• **GIVEN DATA**
PR #239, opened 2019-10-30
MEN-2880: Make artifact install respect the given file permissions

oleorhagen:
The bug was related to wrong file permissions on the files which were copied over to the target using debugfs. In fact, these were always 0600, as the temp-files did not even have the permissions changed. 

This PR changes that fact, although this implementation did also stumble into some issues (umask overriding the permissions set on creation of the temp-file.

### DIFF
--- a/cli/mender-artifact/copy.go
+++ b/cli/mender-artifact/copy.go
@@ -17,7 +17,9 @@ package main
 import (
 	"fmt"
 	"io"
+	"io/ioutil"
 	"os"
+	"path/filepath"
 	"regexp"
 
 	"github.com/mendersoftware/mender-artifact/artifact"
@@ -148,8 +150,6 @@ func Install(c *cli.Context) (err error) {
 		return cli.NewExitError("Unable to load key: "+err.Error(), 1)
 	}
 
-	var r io.ReadCloser
-	var w io.WriteCloser
 	wclose := func(w io.Closer) {
 		if w == nil {
 			return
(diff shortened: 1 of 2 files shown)


cli/mender-artifact/copy.go
```diff
@@ -261,3 +275,44 @@ func parseCLIOptions(c *cli.Context) int {
...
+	Log.Debugf("Tempfile name: %s\n", name)
+
+	s, _ := tf.Stat()
+	err = tf.Close()
+	if err != nil {
+		return "", err
+	}
+
+	Log.Debugf("The tempfile: %s with permissions: %v\norg-perm: %s\nmode: %s\n",
+		name, s, perm, s.Mode())
```
lluiscampos: What is `org-perm` here? Isn't it the desired `FileMode`? I think it is confusing to mix permissions and mode

cli/mender-artifact/copy.go
```diff
@@ -261,3 +275,44 @@ func parseCLIOptions(c *cli.Context) int {
 		return parseError
 	}
 }
+
+// createTmpFileWithPerm Takes a file, and creates a temp-file copy of the
+// current file, with the permissions given by perm.
+func createTmpFileWithPerm(f *os.File, perm os.FileMode) (string, error) {
```
lluiscampos: An slightly cleaner interface can be `createTmpFileWithPerm` taking just the filename (aka `f.Name()` and the permissions, then returning a filename (as it is doing) instead of having a full file object as the input, an string as the output.

cli/mender-artifact/copy_test.go
```diff
@@ -300,14 +300,96 @@ func TestCopyRootfsImage(t *testing.T) {
...
+					out, err := cmd.CombinedOutput()
+					require.Nil(t, err)
+					assert.True(t, strings.Contains(string(out), "Mode:  0777"))
+				default:
+					t.Fatal("Unexpected file type")
+				}
+			},
+		},
+		{
+			name: "Install file, standard permissions (0700)",
```
lluiscampos: In both tests we say "standard permissions". However, they differ (0777 and 0700)

cli/mender-artifact/copy_test.go
```diff
@@ -300,14 +300,96 @@ func TestCopyRootfsImage(t *testing.T) {
...
+			initfunc: func(imgpath string) {
+				require.Nil(t, ioutil.WriteFile("testkey", []byte("foobar"), 0644))
+			},
+			argv: []string{"mender-artifact", "install", "-m", "0700", "testkey", "<artifact|sdimg|fat-sdimg>:/etc/mender/testkey.key"},
+			verifyTestFunc: func(imgpath string) {
```
lluiscampos: It seems to me that the verifyTestFunc is basically the same as above except for the expected permission bits... Room for refactoring?

Minor suggestion: I don't really mind code duplication in tests.

lluiscampos:
The build error is very strange and it doesn't seem related to the code changes at all...

cli/mender-artifact/copy.go
oleorhagen: Hmm, yeh. True. Rewording

cli/mender-artifact/copy.go
oleorhagen: Agreed!

cli/mender-artifact/copy_test.go
oleorhagen: Fixing.

cli/mender-artifact/copy_test.go
oleorhagen: Yeh, I think I'll leave this one as is actually.

cli/mender-artifact/copy.go
oleorhagen: On second thoughts, I will leave this, as the file contents are also copied over here, thus passing a string will mean, closing the file. Passing the string, then re-opening it in the function.

lluiscampos: Oh, you are right sir!

sbaxter-izo:
Thanks for addressing this so quickly! I'm loving how responsive you all have been :)

oleorhagen:
> Thanks for addressing this so quickly! I'm loving how responsive you all have been :)

Well, it's not merged yet :p 

Backporting will also be a bit more work. But if you are fine with using master, then this should be available to you pretty soon @sbaxter-izo

sbaxter-izo:
> Backporting will also be a bit more work. But if you are fine with using master, then this should be available to you pretty soon @sbaxter-izo

It's not blocking us at the moment as we wrote a quick patch that gets us the permissions of the source file being copied (instead of always installing `0600`), but good to know! We'll definitely drop that in favor of this once it's backported.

• **TASK GOAL**
Go through the listing above and repeat all of it exactly.

• **COMPLETED EXERCISE**
PR #239, opened 2019-10-30
MEN-2880: Make artifact install respect the given file permissions

oleorhagen:
The bug was related to wrong file permissions on the files which were copied over to the target using debugfs. In fact, these were always 0600, as the temp-files did not even have the permissions changed. 

This PR changes that fact, although this implementation did also stumble into some issues (umask overriding the permissions set on creation of the temp-file.

### DIFF
--- a/cli/mender-artifact/copy.go
+++ b/cli/mender-artifact/copy.go
@@ -17,7 +17,9 @@ package main
 import (
 	"fmt"
 	"io"
+	"io/ioutil"
 	"os"
+	"path/filepath"
 	"regexp"
 
 	"github.com/mendersoftware/mender-artifact/artifact"
@@ -148,8 +150,6 @@ func Install(c *cli.Context) (err error) {
 		return cli.NewExitError("Unable to load key: "+err.Error(), 1)
 	}
 
-	var r io.ReadCloser
-	var w io.WriteCloser
 	wclose := func(w io.Closer) {
 		if w == nil {
 			return
(diff shortened: 1 of 2 files shown)


cli/mender-artifact/copy.go
```diff
@@ -261,3 +275,44 @@ func parseCLIOptions(c *cli.Context) int {
...
+	Log.Debugf("Tempfile name: %s\n", name)
+
+	s, _ := tf.Stat()
+	err = tf.Close()
+	if err != nil {
+		return "", err
+	}
+
+	Log.Debugf("The tempfile: %s with permissions: %v\norg-perm: %s\nmode: %s\n",
+		name, s, perm, s.Mode())
```
lluiscampos: What is `org-perm` here? Isn't it the desired `FileMode`? I think it is confusing to mix permissions and mode

cli/mender-artifact/copy.go
```diff
@@ -261,3 +275,44 @@ func parseCLIOptions(c *cli.Context) int {
 		return parseError
 	}
 }
+
+// createTmpFileWithPerm Takes a file, and creates a temp-file copy of the
+// current file, with the permissions given by perm.
+func createTmpFileWithPerm(f *os.File, perm os.FileMode) (string, error) {
```
lluiscampos: An slightly cleaner interface can be `createTmpFileWithPerm` taking just the filename (aka `f.Name()` and the permissions, then returning a filename (as it is doing) instead of having a full file object as the input, an string as the output.

cli/mender-artifact/copy_test.go
```diff
@@ -300,14 +300,96 @@ func TestCopyRootfsImage(t *testing.T) {
...
+					out, err := cmd.CombinedOutput()
+					require.Nil(t, err)
+					assert.True(t, strings.Contains(string(out), "Mode:  0777"))
+				default:
+					t.Fatal("Unexpected file type")
+				}
+			},
+		},
+		{
+			name: "Install file, standard permissions (0700)",
```
lluiscampos: In both tests we say "standard permissions". However, they differ (0777 and 0700)

cli/mender-artifact/copy_test.go
```diff
@@ -300,14 +300,96 @@ func TestCopyRootfsImage(t *testing.T) {
...
+			initfunc: func(imgpath string) {
+				require.Nil(t, ioutil.WriteFile("testkey", []byte("foobar"), 0644))
+			},
+			argv: []string{"mender-artifact", "install", "-m", "0700", "testkey", "<artifact|sdimg|fat-sdimg>:/etc/mender/testkey.key"},
+			verifyTestFunc: func(imgpath string) {
```
lluiscampos: It seems to me that the verifyTestFunc is basically the same as above except for the expected permission bits... Room for refactoring?

Minor suggestion: I don't really mind code duplication in tests.

lluiscampos:
The build error is very strange and it doesn't seem related to the code changes at all...

cli/mender-artifact/copy.go
oleorhagen: Hmm, yeh. True. Rewording

cli/mender-artifact/copy.go
oleorhagen: Agreed!

cli/mender-artifact/copy_test.go
oleorhagen: Fixing.

cli/mender-artifact/copy_test.go
oleorhagen: Yeh, I think I'll leave this one as is actually.

cli/mender-artifact/copy.go
oleorhagen: On second thoughts, I will leave this, as the file contents are also copied over here, thus passing a string will mean, closing the file. Passing the string, then re-opening it in the function.

lluiscampos: Oh, you are right sir!

sbaxter-izo:
Thanks for addressing this so quickly! I'm loving how responsive you all have been :)

oleorhagen:
> Thanks for addressing this so quickly! I'm loving how responsive you all have been :)

Well, it's not merged yet :p 

Backporting will also be a bit more work. But if you are fine with using master, then this should be available to you pretty soon @sbaxter-izo

sbaxter-izo:
> Backporting will also be a bit more work. But if you are fine with using master, then this should be available to you pretty soon @sbaxter-izo

It's not blocking us at the moment as we wrote a quick patch that gets us the permissions of the source file being copied (instead of always installing `0600`), but good to know! We'll definitely drop that in favor of this once it's backported.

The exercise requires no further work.